Back at the vats the tribe does its best to create a sense of family. They clear out heaps of junk and help Ilima create her own bedroom, like every teenage girl should have. They joke and write on the walls, filling the sad empty spaces with colorful artwork. Trent and Jodi and Ilima are happy, but Duncan seems sad and distant and doesn’t participate.

But Duncan is distant because he senses there is problem with Ilima, his true love. She is sick, and getting sicker. Her cough started in Act I, but was barely noticeable. As we approach the first hour break she is now hacking up blood. That’s why Duncan has been watching her with such worry for the last few scenes; she needs to see a doctor and he’s the only one who understands just how ill she really is.

But Trent and Jodi don’t have enough money to take her to a private doctor, and they are afraid of hospitals and social workers. If anyone finds out where they live, they could lose their home.

But Ilima’s health continues to deteriorate and soon she is trapped in bed with a dangerous fever. The tribe must do something or Ilima may die. The first hour ends with Ilima in bed with the rest of the tribe watching from the next room, worried.

At the start of the second hour, the tribe acts. Jodi sells her gold necklaces to raise money to buy medicine for Ilima – but it’s still not enough. Time is running out, so Jodi makes a drastic decision. Without telling anyone else in the tribe, she decides to prostitute herself on the street to raise the rest of the needed money for Ilima. She bathes, dresses in her most alluring clothes, puts on makeup and goes out.

She brings a man back to the vats, a young man named Xander, who attacks her. Trent tries to fight back, but Xander overpowers him. Duncan is quick and lethal and easily defeats the evil Xander and saves Jodi.

But Ilima is still sick, and Jodi and Trent have run out of options. Plus, Xander has seen the vats, and may bring others back to take over their home. It’s their darkest hour, and there seems to be no way out!

Then Duncan disappears and no one knows where he’s gone. Trent and Jodi are scared and worried -- they need Duncan more than ever, and he’s not there to help them.

Then -- Duncan returns with a suitcase that is full of clothes they need, plus – two thousand dollars! “We’re rich!” Jodi yells, holding up the wad of money. He doesn’t explain where or how he got it, but he has more than enough cash to bring Ilima to the hospital, and to help everyone escape the vats.

They don’t want to go, but they know they have no choice. The vats are no longer a secret, and Xander has sworn vengeance and promised to return. Plus, Duncan hints that he stole the money and the police will be looking for him, but he had to do it to help the tribe. Trent knows it’s best to take the money and for the tribe to split up. Trent and Jodi say goodbye to the vats forever, but they swear to Duncan and Ilima that they’ll all be together again someday.

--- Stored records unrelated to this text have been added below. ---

PR #6946, opened 2024-01-03
Fix dropdown warning

jjshoots:
## Description

The dropdown component accepts a list of `(name, value)` tuples for the `choices` argument, the `name` component is displayed in the dropdown, and the `value` item is returned.
When `name != value`, when we select an item from the dropdown, we get the following error:

```
UserWarning: The value passed into gr.Dropdown() is not in the list of choices. Please update the list of choices to include: [<name>]
```

This happens because the `dropdown` component is trying to find `name` in the list of `value`s.
This PR fixes that.

Closes: Can't find an existing issue for this.

### DIFF
--- a/gradio/components/dropdown.py
+++ b/gradio/components/dropdown.py
@@ -158,7 +158,7 @@ class Dropdown(FormComponent):
             )
 
     def _warn_if_invalid_choice(self, value):
-        if self.allow_custom_value or value in [value for _, value in self.choices]:
+        if self.allow_custom_value or value in [v for pair in self.choices for v in pair]:
             return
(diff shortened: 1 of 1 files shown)


abidlabs:
Hi @jjshoots can you provide us example code to reproduce this issue that you’re describing?

jjshoots:
Apologies, it seems like I misinterpreted the bug. The warning goes away with setting `allow_custom_value=True`, but something a bit weirder is going on #6946. Closing this issue since it is no longer relevant.

abidlabs:
Got it, thanks!

Issue #6910, opened 2023-12-30
Gradio cannot be started under window system


Zengyf-CVer:
### Describe the bug

- gradio version 4.12.0
- window 10 system
- python 3.8.0

run python code: 

```python 
import gradio as gr
import time
def my_function(x, progress=gr.Progress()):
    progress(0, desc="Starting...")
    time.sleep(1)
    for i in progress.tqdm(range(100)):
        time.sleep(0.1)
    return x
gr.Interface(my_function, gr.Textbox(), gr.Textbox()).queue().launch()

```

![image](https://github.com/gradio-app/gradio/assets/41098760/a26bf540-4f02-4afa-8fc3-5377e73da44b)

### Have you searched existing issues?  🔎

- [X] I have searched and found no existing issues

### Reproduction

```python
import gradio as gr
import time
def my_function(x, progress=gr.Progress()):
    progress(0, desc="Starting...")
    time.sleep(1)
    for i in progress.tqdm(range(100)):
        time.sleep(0.1)
    return x
gr.Interface(my_function, gr.Textbox(), gr.Textbox()).queue().launch()

```

### System Info

```shell
- gradio version 4.12.0
- window 10 system
- python 3.8.0
```

### Severity

I can work around it

abidlabs:
Apparently, this was a bug in Python itself: https://www.reddit.com/r/Python/comments/eobtwm/systemerror_no_locals_when_loading_str/, that should be fixed in the latest version of python 3.8

Zengyf-CVer:
@abidlabs 
I upgraded python to the latest version, but the problem is still not solved.

![image](https://github.com/gradio-app/gradio/assets/41098760/7d802c6d-2696-4fa1-b7db-d55474091c25)

abidlabs:
Interesting, can you try a later version of Python, such as Python 3.10?

PR #6948, opened 2024-01-04
Added starlette version restrictions

Zengyf-CVer:
## Description

I upgraded the starlette version to 0.34.0, which solved this bug. If the starlette version is too low, this problem will occur.

Closes: #6910

### DIFF
--- a/.changeset/major-beers-swim.md
+++ b/.changeset/major-beers-swim.md
@@ -1,0 +1,5 @@
+---
+"gradio": patch
+---
+
+fix:Added starlette version restrictions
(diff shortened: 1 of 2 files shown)


abidlabs:
Thanks @Zengyf-CVer. This version constraint is very restrictive and may cause conflicts for users who need to use older versions of starlette for other libraries. Would you be able see what versions of starlette work for you? Specifically what's the oldest version of starlette that works?

abidlabs:
For the reasons mentioned above, I'll close this PR. Happy to reopen once we can relax the constraint a bit.

PR #6953, opened 2024-01-04
added examples label for chatinterface

vlasvlasvlas:
why? because this way you can have a customized label for the block title Examples (translation, other uses, etc)

## Description

The main idea is to have control of the example block label from the chatinterface config

Closes: #(issue)

## 🎯 PRs Should Target Issues

I couldnt find one so i made this pull request.

## Tests

### DIFF
--- a/gradio/chat_interface.py
+++ b/gradio/chat_interface.py
@@ -76,6 +76,7 @@ class ChatInterface(Blocks):
         clear_btn: str | None | Button = "🗑️  Clear",
         autofocus: bool = True,
         concurrency_limit: int | None | Literal["default"] = "default",
+        examples_label:str | None = None,
     ):
         """
         Parameters:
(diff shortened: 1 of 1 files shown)


abidlabs:
Thanks @vlasvlasvlas! Open to this PR conceptually but I think a better approach would be to let the `examples` argument take in a `gr.Examples` object directly. That way, you could customize anything about the examples, without needing an additional argument. 

Would you be open to amending your PR?

vlasvlasvlas:
> Thanks @vlasvlasvlas! Open to this PR conceptually but I think a better approach would be to let the `examples` argument take in a `gr.Examples` object directly. That way, you could customize anything about the examples, without needing an additional argument.
> 
> Would you be open to amending your PR?

ok, i like that! i think its better, ok ill redo this and remake de pr if you think thats fine :)

abidlabs:
Yes, go for it! Thank you @vlasvlasvlas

Trent and Jodi go, leaving Duncan alone with Ilima. He gathers the sick girl up in arms and takes her outside and calls 911. The ambulance arrives and the paramedics load Ilima into the ambulance. Duncan takes one last look at the vats and then climbs in with her. The ambulance speeds away.

Paul e-mails the outline to Joel on a Friday night, and Joel phones him in the secret edit room on Saturday morning.

“This is beyond drama, it’s melodrama,” Joel says. “It’s perfect, I love it. When can I get a first cut?”